Rodney, it’s great to be with you. Thanks for having me.

Teamwork Mindset: If they don’t have something new and exciting to work on, leaders tend to go back into some old thing, causing chaos.
I’m glad that you’re here. I want to jump into your story a little bit because I know there’s some good juice, information and experiences that we can pull out of your story that would help people in their business and their lives. I understand that you worked as a specialty drilling and blasting contractor on an organic farm and you’ve helped your father double the revenue of his company. You helped sell it as an industry giant. You also run marathons and you’re like the jack of all trades. You’re an amazing dude doing a lot of great things in the world. How did you get to be a coach? Why are you in this business? How did you get there?
I love the title of your show, Game Changer Mentality. It implies to me that the words change and mentality makes me feel like I can change my mentality. It’s not a fixed state, it’s something moveable. Some of the things that you talked about in the intro that I’ve had the opportunity to do or be a part of, every time I go through one of those situations, there’s certainly been a change in what I see in the world or what I see as a possibility. I think that coaching and being on a journey with another human whether it’s individual one-on-one coaching that I’m doing or group coaching are all about a shared experience, changing our mentality, seeing the possibility, working with another human and seeing more in them than they might see in themselves.
I came to this journey of coaching through the experience of multiple mentors who showed me different things and possibilities. I like to share that with the clients that I work with. As I work with them, the gift or the blessing that comes out of the work is I’m constantly learning and exposed to new ways of thinking and possibility from them. That’s part of the journey. There’s more to it. I have more paths that I have gone down and side roads, etc. Coaching has come by being on the journey myself and having coaches and wanting to share that with clients and other people.

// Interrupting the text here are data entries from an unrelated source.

PR #3404, opened 2021-12-27
update filters to handle zed.Values and propagate errors

### LINKED ISSUE #3393: update expr.Filter to properly handle embedded Zed errors and non-record values
expr.Filter should be change from type bool to *zed.Value so errors can be appropriately propagated and the logic throughout needs to be updated to not presume a top-levelrecord, e.g., SearchRecordOther crashes with this input:
```
echo 1 | zq "not this" -
```

mccanne:
The old filter logic had not yet been updated to deal with the
operator change from records to zed.Values.  Also, they were
unable to propagate errors as the filter type had a native
bool result.

This commit updates the filtering system to use expr.Evaluator
for filters.  Also, we clenaed up the search code, gave it better
names, and fixed some bugs, adding tests where needed.  Field name
search now properly decends into complex types.

There is now only one set of logical operators rather than
separate sets for filters and expressions.  We also handle
bool(null) in logical expressions without a panic.

Fixes #3393


expr/filter.go
```diff
@@ -11,83 +11,53 @@ import (
...
-			} else if !isRecord && eval(&zed.Value{c.Type, val}) {
-				return true
+	var match bool
+	recType := zed.TypeRecordOf(typ)
+	if recType != nil {
+		var nameIter stringsearch.FieldNameIter
+		nameIter.Init(recType)
+		for !nameIter.Done() {
+			body := nameIter.Next()
+			if s.pred(&zed.Value{Type: zed.TypeString, Bytes: body}) {
```
nwt, line 52:
```suggestion
			if s.pred(zed.NewValue(zed.TypeString, nameIter.Next())) {
```

expr/filter.go
```diff
@@ -113,85 +83,137 @@ func stringSearch(a, b string) bool {
...
-		// record columns for each unique record type.
-		match, ok := fieldNameCheck[val.Type]
-		if !ok {
-			nameIter.Init(zed.TypeRecordOf(val.Type))
-			for !nameIter.Done() {
-				if stringSearch(byteconv.UnsafeString(nameIter.Next()), term) {
-					match = true
-					break
-				}
+		} else if s.compare(&zed.Value{Type: typ, Bytes: body}) {
```
nwt, line 111:
```suggestion
		} else if s.compare(zed.NewValue(typ, body)) {
```

zio/zngio/scanner.go
```diff
@@ -226,16 +226,21 @@ func (w *worker) scanBatch(buf *buffer, mapper *zed.Mapper, streamZctx *zed.Cont
 	return batch, nil
 }
 
-func (w *worker) wantRecord(rec *zed.Value, progress *zbuf.Progress) bool {
-	progress.BytesRead += int64(len(rec.Bytes))
+func check(ectx expr.Context, this *zed.Value, filter expr.Evaluator) bool {
+	val := filter.Eval(ectx, this)
+	return val.Type == zed.TypeBool && zed.IsTrue(val.Bytes)
+}
```
nwt, line 232: Nit: wantValue is more interesting so put this after it.

expr/ztests/search-ip-scalar.yaml
```diff
@@ -0,0 +1,11 @@
+zed: 10.0.0.0/8
```
nwt, line 1: Nit: s/scalar/primitive/ in the file name.

expr/ztests/search-scalars.yaml
```diff
@@ -0,0 +1,10 @@
+zed: foo
```
nwt, line 1: Nit: s/scalars/primitives/ in the file name.

lake/pool.go
```diff
@@ -144,7 +144,15 @@ func (p *Pool) OpenBranchByName(ctx context.Context, name string) (*Branch, erro
...
 }
 
-func (p *Pool) batchifyBranches(ctx context.Context, recs []zed.Value, m *zson.MarshalZNGContext, f expr.Filter) ([]zed.Value, error) {
+func filter(ectx expr.Context, this *zed.Value, e expr.Evaluator) bool {
+	if e == nil {
+		return true
+	}
+	val, ok := expr.EvalBool(ectx, this, e)
+	return ok && val.Bytes != nil && zed.IsTrue(val.Bytes)
+}
```
nwt, line 153: Nit: The batchify functions are more interesting so put this after them.

nwt (approved):

PR #3407, opened 2021-12-28
change references of "root" to "this"

mccanne:


compiler/semantic/expr.go
```diff
@@ -348,8 +348,8 @@ func semAssignment(scope *Scope, a ast.Assignment) (dag.Assignment, error) {
 		lhs = &dag.Path{"Path", []string{call.Name}}
 	} else if agg, ok := a.RHS.(*ast.Agg); ok {
 		lhs = &dag.Path{"Path", []string{agg.Name}}
-	} else if _, ok := a.RHS.(*ast.Root); ok {
-		lhs = &dag.Path{"Path", []string{"."}}
+	} else if _, ok := a.RHS.(*ast.This); ok {
+		return dag.Assignment{}, errors.New("cannot assign to \"this\"")
```
nwt, line 352:
```suggestion
		return dag.Assignment{}, errors.New(`cannot assign to "this"`)
```

proc/groupby/ztests/count-by-this-err.yaml
```diff
@@ -0,0 +1,3 @@
+zed: 'count() by this'
+
+errorRE: "cannot assign to \"this\""
```
nwt, line 3:
```suggestion
errorRE: cannot assign to "this"
```

proc/groupby/ztests/count-by-this-err.yaml
```diff
@@ -0,0 +1,3 @@
+zed: 'count() by this'
```
nwt, line 1:
```suggestion
zed: count() by this
```

proc/groupby/ztests/count-by-this.yaml
```diff
@@ -0,0 +1,14 @@
+zed: 'count() by val:=this | sort this'
```
nwt, line 1:
```suggestion
zed: count() by val:=this | sort this
```

nwt (approved):
I think these are worth changing as well.
```
$ git grep -i root -- {compiler,expr,proc}/**/*.go
compiler/kernel/expr.go:        fn, root, err := function.New(zctx, call.Name, nargs)
compiler/kernel/expr.go:        if root {
compiler/semantic/expr.go:      // If we index a root record with a string constant, then just
compiler/semantic/expr.go:              if path := isRootIndex(scope, lhs, rhs); path != nil {
compiler/semantic/expr.go:func isRootIndex(scope *Scope, lhs, rhs dag.Expr) *dag.Path {
compiler/semantic/expr.go:                      if path := isRootIndex(scope, lhs, rhs); path != nil {
expr/function/function.go:      var root bool
expr/function/function.go:              root = true
expr/function/function.go:      return f, root, nil
proc/put/put.go:        root                 // values are being copied to the root record (put .=)
proc/put/put.go:        case root:
proc/put/put.go:                // top-level op should be root or record
```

Thank you for acknowledging the title of the brand and the show. I created the Game Changer Mentality concept through experiences of my own. When we are in places of challenge, adversity, tribulation, or whatever you want to call it, we have the responsibility and the privilege to come out of those things. If you plan the game of life, you’re on the field of adversity. There are a lot of things that are attempting to stop you from progressing towards whatever goal, idea, and purpose that you have in life. Sometimes we get hit and fall down and it seems like we can’t get back up. However, with the right mentality, you can change the game, the landscape of the game, and how things look on the field for you. A game-changer mentality was born.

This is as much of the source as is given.